I bid the job to do it properly. There is no one coat deal for walls. Almost every interior coating we use requires two coats by the manufacturer for one...proper coverage. One coat of paint NEVER completely covers every bit of the surface because the paint pulls back when it dries. You show me a one coat job, I'll show you holidays or streaks where the paint isn't covering properly. Another reason we do two coats is to give the coating the proper mil thickness for durability. You can't get enough paint on in one coat to do that, and if you attempt to, it doesn't look good..and you void the manufacturers warranty you should have passed on to the customer.


----------



## Rich Wozny (Aug 18, 2005)

I beg to differ, a properly applied double rolled one coat paint finish over a similar color, done by a professional is all that is needed on a repaint unless earlier finishes were not primed properly.


----------



## jensenconstruction (Mar 30, 2006)

We always bid two coats


----------



## AAPaint (Apr 18, 2005)

Woz the Painter said:


> I beg to differ, a properly applied double rolled one coat paint finish over a similar color, done by a professional is all that is needed on a repaint unless earlier finishes were not primed properly.
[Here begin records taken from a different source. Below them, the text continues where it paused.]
PR #3271, opened 2026-03-13
Add function isCorrectFirstCharacter

kumakyoo42:
This is a continuation on PR #3265, this time for the first character of a sentence.

As this would cause terrible merge conflicts when merged after PR #3265 I didn't base this against `dev` but against PR #3265.

In several languages a decimal digit will not be accepted, although it might be correct at the beginning of a sentence. The reason, why I excluded them, is just, that I could not verify if it is correct or not, because there where to few examples in the corpus of that language. If I add them and they should not be added, it is very unlikely that this will be noticed, while it is much more likely the other way round.


kumakyoo42:
I changed the numbers to hex numbers because that's more convenient when looking them up in unicode tables.

kumakyoo42:
While preparing the third part I found some mistakes here, which I corrected.

src/Model/Entity/Sentence.php
```diff
@@ -155,4 +155,205 @@ protected function _getIsUnapproved()
...
+     * 
+     * @return true|string Returns true, if the last character is judged to be OK,
+     *                     and the offending character in all other cases.
+     */
+    public function isCorrectLastCharacter() 
+    {
+        $sentence = $this->sentence;
+        $lang = $this->lang;
+        
+        $last = mb_substr($sentence, mb_strlen($sentence)-1);
```
jiru, line 174: can be simplified to
```php
$last = mb_substr($sentence, -1);
```

jiru:
Thank you, this is gonna be super useful.

About the return value. Your methods return the offending character in case it is suspicious, but that’s not really useful because it can be easily computed by the caller (just check what’s the first or last character). I think your methods should return the list of expected first or last characters instead, so that the caller can display a useful message like "English sentences are expected to finish with "?", "!" or ".", but your sentence does not. Are you sure it’s not a mistake?"

> I changed the numbers to hex numbers because that's more convenient when looking them up in unicode tables.

Hex is convenient to lookup, but inconvenient to read and makes it difficult to understand what characters are used in the code. Could we somehow keep both the string form and the hex form? For example, use the string form in the code instruction, and add the hex form as a side comment?

kumakyoo42:
> About the return value. Your methods return the offending character in case it is suspicious, but that’s not really useful because it can be easily computed by the caller (just check what’s the first or last character).

In earlier versions I returned just a boolean value. In case of this method (and the one about the last character) it doesn't matter much. But with the other two methods (the fourth one will contain some regexes which should not match like "/\s,/"), knowing, which characters/substrings are the problem might be important and much more difficult to be recalculated by the calling function. I just wanted to have the same signature for all of these functions. (But actually the third one returns an array of wrong characters, while these only return one character. Maybe they should also return an array?) And yet another idea would be to add the file position.

Maybe it would be an idea to have a separate function, which returns the set of correct characters for each function? Moving these long arrays to class level might be a good idea anyway. This way, the calling function would have the possibility to get both informations.

What do you think?

kumakyoo42:
> Hex is convenient to lookup, but inconvenient to read and makes it difficult to understand what characters are used in the code. Could we somehow keep both the string form and the hex form? For example, use the string form in the code instruction, and add the hex form as a side comment?

It's risky, because comment and code might diverge in the future, when someone changes the one and forgets about the other. While some ranges might be clearly understandable, others might not, for example the part about hiragana would look like this:  `'あ', 'い', 'う', 'え', ['お', 'ぢ'], ['つ', 'も'], 'や', 'ゆ', ['よ', 'ろ'], ['わ', 'を']`. Could you tell from that, if 'ん' is allowed as first character or not? And if some Japanese people tell us, that there are cases where 'ん' is a correct first character of a sentence, do you know where to add it in this list?

An other problem will be the various spaces (they are not relevant for the first character but for the next two functions they are). You might not be able to understand the constants in the code anymore, because they are not visible, and there it's high likely that someone in the future accidentially replaces one without recognizing.

So maybe I could add some comments defining the set, e.g. for hiragana it would be something like: "All normal sized hiragana, with the exception of ん."?

jiru:
> So maybe I could add some comments defining the set, e.g. for hiragana it would be something like: "All normal sized hiragana, with the exception of ん."?

I understand, that’s a good compromise. :+1:

> > About the return value. Your methods return the offending character in case it is suspicious, but that’s not really useful because it can be easily computed by the caller (just check what’s the first or last character).
> 
> In earlier versions I returned just a boolean value. In case of this method (and the one about the last character) it doesn't matter much. But with the other two methods (the fourth one will contain some regexes which should not match like "/\s,/"), knowing, which characters/substrings are the problem might be important and much more difficult to be recalculated by the calling function. I just wanted to have the same signature for all of these functions. (But actually the third one returns an array of wrong characters, while these only return one character. Maybe they should also return an array?) And yet another idea would be to add the file position.
> 
> Maybe it would be an idea to have a separate function, which returns the set of correct characters for each function? Moving these long arrays to class level might be a good idea anyway. This way, the calling function would have the possibility to get both informations.
> 
> What do you think?

I think the most practical choice is to stick with signatures similar to CakePHP’s validation classes, because in the end we are going to use them to validate and display errors. CakePHP’s validation classes basically check validity using a callback that returns a boolean to indicate if the field is valid or not, and optionally a localized error message. A single field can have one or more errors.

This means we might as well have your validation function directly produce/return a human-readable error message. This error message could be formatted from other "intermediary" data (such as the position of the error or the set of allowed characters), but the point is that we need it as a string, and we need it to be clear and easy to understand for the user.

Issue #3246, opened 2026-02-10
Normal contributors should be able to unlink links they created themselves


kumakyoo42:
When contributing to Tatoeba it's normal to make mistakes from time to time. Let's take [sentence 6157455](https://tatoeba.org/de/sentences/show/6157455) as an example. This sentence is a question - the greek question mark looks like a semicolon. But assume, you overlooked this and translated the sentence to "You don't have school today.", which would be the correct translation, if the sentence ended with a dot. There are several things, that might happen:

1. "You don't have school today." is not yet in the database. In this case a completely new sentence is created. You could correct it, if you know the correct translation, because it doesn't have any other translation but the original greek sentence. If you realise at this time, you do not know the correct translation you are at a loss. You can't delete this sentence, because it has a translation and of course you can't unlink. All you can do is to ask someone to remove the sentence or to remove the link. Or (which I did in such situations), replace the sentence with 'xxx', which indirectly is a deletion, because this sentence is typically removed quite soon.
2. "You don't have school today." is in the database and you own it yourself. This is similar to the case above, but typically you can't correct the sentence, because it has already translations which would get wrong, when changing the sentence. Once again, all you can do is to ask for help or to replace this sentence by "xxx" accepting that some more translations will be broken, when this sentence is deleted.
3. "You don't have school today." is in the database and you do not own it. This is the worst case, because you can't change anything. Just beg for help.

When this happend to me the first time, I actually thought of leaving Tatoeba altogether, because I felt quite bad; it took two days until I came up with the "xxx" workaround which is OK, but still does not feel good.

All in all, it feels like you have to type some text and you need to ask for permission, whenever you need to press backspace. 

**Idea**
Well, all these problems would vanish, if normal contributors were able to undo the linking which they did themselves. This is not to be confused with unlinking links of others (which, as far as I understand, advanced contributors can do). This of course needs some trust in the user. But undoing what you did yourself can't do any harm, does it?

kumakyoo42:
> Because I assume new users are likely to think of removing their sentence as a way to undo their mistake.

Worse: They will "correct" the sentence to make it fit the one translation, overlooking that they break other translations while doing so. A warning might be a good idea in such cases.

I meanwhile had a look into the source code on unlinking. I think it's rather complicated to implement my idea, because right management does not know about translations. Might also slow down everything - not sure about this, though.

[...]

PR #3272, opened 2026-03-14
Normal contributors should be able to unlink links they created themselves

kumakyoo42:
Adresses issue #3246.

This works now, but I still have to add some tests.


kumakyoo42:
I decided to stop contributing to Tatoebas codebase. Meanwhile I tried several times to add some tests, but I have to give up here too - I don't understand the code, I've got no idea where to start, and this is systematic, because it repeats over and over again. I'm sorry, but I can't continue.

jiru:
Thank you for your valuable contributions, I can take over your opened PRs. It looks like you have been struggling a lot with Tatoeba’s code and I feel a bit sorry for that. Maybe this particular PR is a bit too hard, because it is highly tied to CakePHP, which I know is not your cup of tea. :wink:

Issue #3067, opened 2023-07-10
Update to CakePHP 4 series (or later)


Guybrush88:
**Story** or **Context**
I was browsing the CakePHP repository to take a look, and I stumbled upon this page: https://github.com/cakephp/cakephp/releases/tag/3.10.5

Basically speaking, the CakePHP 3 series (so the current one that is used by Tatoeba) won't be maintained anymore by its developers, so maybe it could be taken into consideration, for Tatoeba, to upgrade to the 4 series (or later), so it will be also maintained on upstream, and maybe, it could be more attractive for new developers for Tatoeba itself.

jiru:
CakePHP 5 is out.

2colours:
I think the main aim here should be to move to the latest PHP version. Basically there is no way forward without doing that.

cblanken:
Based on the [version map](https://github.com/cakephp/cakephp/wiki) it probably makes sense to upgrade to CakePHP 4.x first before trying to get PHP up to date since 3.x doesn't support anything after PHP 7.4 anyway.
![image](https://github.com/Tatoeba/tatoeba2/assets/19908880/248d556c-28c0-4335-be1d-1668d6923690)
 

Just for reference, I ran the codebase through [PHP Compatibility](https://github.com/PHPCompatibility/PHPCompatibility) and here are the results for checks with PHP 8.0 and 8.4
- [PHP 8.0](https://gist.github.com/cblanken/80d2490659d5d82665317bba6aafd475)
- [PHP 8.4](https://gist.github.com/cblanken/6fb5bd33debc243e89dfd875c616de81)

PR #3284, opened 2026-04-28
Upgrade CakePHP to 4.4

jiru:
Solves #3067 and adds some more unit tests. Also fixes 4.x deprecations so that updating to 5.x should be much easier when the time comes.

Bonus changes we get for free:
* Validation error messages set in our models automatically end up as HTML form validation popup message, for example in Users we do `->notEmptyString('email', __('Field required'))` and the form will have something like `<input type="email" name="email required="required" ...>`. If the field is left empty, the browser used to display a built-in popup (e.g. Firefox says "Please fill out this field."), but now it displays the localized "Field required" message there instead.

Sure, that's why manufacturers have recommendations for their products...so we can ignore them. One "double rolled" coat is not something I consider professional.


----------



## ProWallGuy (Oct 17, 2003)

Woz the Painter said:


> a properly applied double rolled one coat paint


Do you mean backrolling, or wouldn't double rolled mean its a second coat of paint?


----------



## Rich Wozny (Aug 18, 2005)

I mean backrolling...


----------



## Dave Mac (Jan 30, 2006)

I agree with AA painting two coats are more durable and the color and sheen is more consitent and uniform with two coats. I have times whear i was bidding on jobs, and one contractor bid one coat and touch up whear needed and the client asked me what i recomend and I told them two coats, i got the job they didnt feel comfortable with the other contractor. Another thing is a lot of the home owners will ask the guy at the paint store how many coats will i need, and they will almost always say at least two, so if you tell them one coat, i think your going to be sending up a red flag, not to mention imo two coats is must, 99% of the time, even if your using the same color when using a eggshell fiish you must use two coats for a true uniform finish imo, you may get away with it on flat wall going back the same color, but then why paint LOL 

goodluck
dave mac


----------



## Gordo (Feb 21, 2006)

Woz the Painter said:


> I beg to differ, a properly applied double rolled one coat paint finish over a similar color, done by a professional is all that is needed on a repaint unless earlier finishes were not primed properly.


Wrong.


----------



## Rich Wozny (Aug 18, 2005)

Most people in this area will not pay for two coats unless there is substantial patching or color change involved. This is for the average interior home repaint. High end work is a different story, where the number of coats is usually not an issue. I have no problems repainting with one coat. I have worked with and employed some painters who can't produce a decent finish with two coats, because they like to show off their speed by dry brushing, or by not backrolling, and or not applying enough paint to the walls.


----------